Beirut: Lebanon said 100 people were killed and more than 400 wounded in Israeli strikes on the south on Monday, the heaviest daily toll in nearly a year of cross-border clashes.
"Continued Israeli enemy raids on southern towns and villages... killed 100 people and wounded more than 400, with children, women and emergency workers among the dead and wounded," a health ministry statement said, adding that the toll was provisional.
Israel said more than 300 Hezbollah sites had been targeted on Monday in dozens of strikes.
Israel military spokesman Rear Admiral Daniel Hagari made a first of its kind appeal to people in Lebanon, telling them to avoid potential targets linked to Hezbollah as strikes would "go on for the near future".
Hagari said Israel's military "will engage in (more) extensive and precise strikes against terror targets which have been embedded widely throughout Lebanon".
He urged civilians "to immediately move out of harm's way for their own safety".
Hezbollah, a powerful political and military force in Lebanon, says it is acting in "support" of Hamas.

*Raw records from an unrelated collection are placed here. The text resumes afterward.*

PR #28, opened 2015-02-20
Ported simple.js to coffeescript

jvelliott:
Tried to do a direct conversion to help any other noobs out there trying to learn coffeescript.

A couple list comprehensions. Not sure if there's a nicer way to do ternary in coffeescript?


evansolomon:
Your coffeescript "ternary" is generally right in that you're using an if/else as an expression.  The maybe "nicer" way would be to one line it: `result = if condition then truthyResult else falselyResult`

I'll leave a couple other comments on your commit with some more coffeescript tips (not that anything you did was wrong).

examples/simple_reverse.coffee
```diff
@@ -0,0 +1,73 @@
...
+
+  console.log "You have #{unreads} unread #{messages}"
+
+
+slack.on 'message', (message) ->
+  type = message.type
+  channel = slack.getChannelGroupOrDMByID(message.channel)
+  user = slack.getUserByID(message.user)
+  time = message.ts
+  text = message.text
```
evansolomon: There's a nice desctructuring syntax in cs: `{type, ts, text} = message`

examples/simple_reverse.coffee
```diff
@@ -0,0 +1,73 @@
...
+slack.on 'open', ->
+  channels = []
+  groups = []
+  unreads = slack.getUnreadCount()
+  key
+
+  # Get all the channels that bot is a member of
+  channels = ("##{value.name}" for key, value of slack.channels when slack.channels[key].is_member)
+  # Get all groups that are open and not archived 
+  groups = (value.name for key, value of slack.groups when slack.groups[key].is_open and not slack.groups[key].is_archived)
```
evansolomon: This is probably getting on the verbose side for what I'd consider for a one liner.  It is correct, just might be a little more readable if it was split up.

examples/simple_reverse.coffee
```diff
@@ -0,0 +1,73 @@
...
+autoReconnect = true
+autoMark = true
+
+slack = new Slack(token, autoReconnect, autoMark)
+
+slack.on 'open', ->
+  channels = []
+  groups = []
+  unreads = slack.getUnreadCount()
+  key
```
evansolomon: You don't need this, CoffeeScript will handle the variable declaring for you.  This may actually throw a reference error at runtime, not sure though.

examples/simple_reverse.coffee
```diff
@@ -0,0 +1,73 @@
...
+
+slack.on 'message', (message) ->
+  type = message.type
+  channel = slack.getChannelGroupOrDMByID(message.channel)
+  user = slack.getUserByID(message.user)
+  time = message.ts
+  text = message.text
+  response = ''
+
+  channelName =
```
evansolomon: Would probably one line this one, `channelName = if channel.is_channel then '#' else ''`

examples/simple_reverse.coffee
```diff
@@ -0,0 +1,73 @@
...
+  channelName += channel.name
+
+  console.log "Received: #{type} #{channelName} @#{user.name} #{time} \"#{text}\""
+
+  # Respond to messages with the reverse of the text received.
+
+  if type is 'message'
+    response = text.split('').reverse().join('')
+    channel.send response
+    console.log "@#{slack.self.name} responded with \"#{response}\""
```
evansolomon: Escaping double quotes is fine, or you can use multi-line strings and not have to.

```coffeescript
console.log """
  @#{slack.self.name} responded with "#{response}"
"""
```

jvelliott:
Thanks for the feedback.  I'll update it over the weekend.

Do you prefer I make a separate commit, or rebase onto this one?

evansolomon:
> Do you prefer I make a separate commit, or rebase onto this one?

Whatever you like.

I think it also makes sense to actually replace the JS version.  Having both in the source, especially when they're not actually the "same" code, seems confusing.  To do that it should be added to the `grunt prepublish` build step.

examples/simple_reverse.coffee
```diff
@@ -0,0 +1,73 @@
+#!/usr/bin/env coffee
```
evansolomon: You don't need this unless the file is meant to be executable (which it probably shouldn't be).

examples/simple_reverse.coffee
```diff
@@ -0,0 +1,73 @@
...
+# This is a simple example of how to use the slack-client module in CoffeeScript. It creates a
+# bot that responds to all messages in all channels it is in with a reversed
+# string of the text received.
+#
+# To run, copy your token below, then:
+#  npm install
+#   cd examples
+#   coffee simple_reverse.coffeescript
```
evansolomon: Wrong extension.  Also probably simpler to compile this to JS and use `node` to run it (these instructions as is would also require having coffee-script globally installed).

jvelliott:
>I think it also makes sense to actually replace the JS version.

OK, that sounds good to me.  Should I go through and comment on the new compiled version, or just leave it alone?

You do actually want it committed, right?

evansolomon:
Let's not commit the compiled JS. It can be compiled by the same grunt task that handles the rest of the library. So the JS file should also be removed from Git and gitignored.

Let me know if any of that doesn't make sense or if you want any help.

Gruntfile.coffee
```diff
@@ -26,6 +26,12 @@ module.exports = (grunt) ->
       index:
         files:
           'index.js': 'index.coffee'
+      examples:
+        expand: true
+        cwd: 'examples'
+        src: ['*.coffee']
+        dest: 'examples'
+        ext: '.js'
```
jvelliott: Hope this looks good. Never worked with grunt before!

evansolomon: :+1:

examples/simple_reverse.coffee
```diff
@@ -0,0 +1,76 @@
...
+  channels = []
+  groups = []
+  unreads = slack.getUnreadCount()
+
+  # Get all the channels that bot is a member of
+  channels = ("##{value.name}" for key, value of slack.channels when slack.channels[key].is_member)
+  # Get all groups that are open and not archived 
+  groups = (for key, value of slack.groups
+    if slack.groups[key].is_open and not slack.groups[key].is_archived
+      value.name)
```
jvelliott: Just noticed that this expanded loop, as opposed to the comprehension, seems to be adding an "void 0" to the end of the groups array.

I can prevent this with an empty *else* block, but that seems gross.  Is there a nicer way?

```
groups = (function() {
  var ref, results;
  ref = slack.groups;
  results = [];
  for (id in ref) {
    group = ref[id];
    if (group.is_open && !group.is_archived) {
      results.push(group.name);
    } else {
      results.push(void 0);
    }
  }
  return results;
})();
```

evansolomon: Not really.  You could leave it as a comprehension, you could do something like `Object.keys(slack.channels).reduce(...)`, or you could stick `.filter(Boolean)` onto the end (I personally use this method a lot).

jvelliott: I'm going to put it back as a comprehension, then.  I rewrote it slightly to be a bit more obvious what it was doing.

jtatum:
Not sure if this belongs here, but there was something I was going to poke at the sample code about. There are a variety of things that will crash the javascript sample, like deleting a message. Some 'message' subtypes have no user or text associated with them so the console.log throws.

jvelliott:
Hah, it's a fair point.  Guess I never noticed that deleting/editing/a bunch of other stuff all hits the on "message" callback.

Seems to me like either the project or the APIs are being pretty overbroad with those things, but it can't hurt to do a bit of null checking.

evansolomon:
@jvelliott is this all ready to merge?

jvelliott:
As far as I know!

jvelliott:
Rebased commits so they all show up together after merge.

evansolomon:
Thanks!

PR #7390, opened 2021-11-18
TINY-8249: Separate parsing logic from DOM fixing logic in DomParser

ashfordneil:
Related Ticket: TINY-8249, I think. It's a bit hand-wavey at the moment.

Description of Changes:
* I found the giant chunk of code in `DomParser.parse` that deals with creating, configuring, and calling the `SaxParser` — and I moved it out into its own function (`builder`)
* I took the 3 data structures it was populating as it built the tree (`invalidChildren`, `matchedNodes`, and `matchedAttributes`) — and created a separate function to walk the tree and populate these data structures (`walker`)
* Because it didn't make sense to have them defined on the class itself instead of just inside the `parse` function, I packed all 3 of those variables into an object, and passed that object as an argument into functions that needed it 
* I found the `filterNode` function we had which operated on that state object — and I moved it to a standalone method instead of a class method, because it doesn't really make sense to call it on the class itself. This is a breaking change, though, and I'm open to discussions about reverting this if someone can find a way to reconcile fact that the method is defined at the `DomParser` scope, and the state it operates on is only relevant inside a single `parse` call

Pre-checks:
* [x] Changelog entry added — **not yet**: waiting on confirmation for the `filterNode` removal)
* [x] ~Tests have been added (if applicable)~ all the existing tests (should) pass, and nothing has been added or changed

Review:
* [x] Milestone set


spocke (commented):
If I recall the filterNode was made to be able to filter within a filter. So if a filter adds a new element then you could re-execute the filter on that node. That should probably be input to the filter it self since it has context to the current parse cycle. However there seems to be no code using this anymore so it can likely be removed.
But it's a bit of a performance vs correctness. In theory we should re-run all filters on all changed nodes by a filter but that would be pretty expensive to do.

metricjs (approved):
Approving this as a "these changes make sense in isolation and I can't see anything wrong, but I'll leave whether these make sense in the bigger picture to someone else" way.

modules/tinymce/src/core/main/ts/api/html/DomParser.ts
```diff
@@ -79,21 +79,333 @@ interface DomParser {
...
+      // Check if we are inside a whitespace preserved element
+      if (!isInWhiteSpacePreservedElement && whiteSpaceElements[name]) {
+        isInWhiteSpacePreservedElement = true;
+      }
+    },
+
+    end: (name) => {
+      let textNode, text, sibling, tempNode;
+
+      const elementRule = settings.validate && schema.getElementRule(node.name) || {} as SchemaElement;
```
lnewson, line 227: You're still doing schema validation here by the looks?

modules/tinymce/src/core/main/ts/api/html/DomParser.ts
```diff
@@ -79,21 +79,333 @@ interface DomParser {
...
+
+    return output;
+  };
+
+  const parser = SaxParser({
+    validate: settings.validate,
+    document: settings.document,
+    allow_html_data_urls: settings.allow_html_data_urls,
+    allow_svg_data_urls: settings.allow_svg_data_urls,
+    allow_script_urls: settings.allow_script_urls,
```
lnewson, line 155: These also do validation so this would need to be moved.

lnewson: There's also parts in `SaxParser` that handle sanitizing the attributes. I'm not sure if we can move them in this PR but it's something to keep in mind.

modules/tinymce/src/core/main/ts/api/html/DomParser.ts
ashfordneil: This used to be this:
```typescript
const elementRule: Partial<SchemaElement> = validate ? schema.getElementRule(name) : {};
```
which would validate using the schema. What we have now, with the `schema.getElementRule(node.name) || {}` doesn't involve any validation — it just looks at the schema (with fallback) to inform the whitespace / empty-element removal logic

lnewson:
```
const elementRule = settings.validate && schema.getElementRule(node.name) || {} as SchemaElement;
```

Ahead of the annual General Assembly, United Nations chief Antonio Guterres warned of Lebanon becoming "another Gaza" and said it was "clear that both sides are not interested in a ceasefire" there.
Lebanon's official National News Agency reported "more than 80 air strikes in half an hour", targeting south Lebanon, as well as "intense raids" in the Bekaa Valley to the east, where it said a shepherd was killed.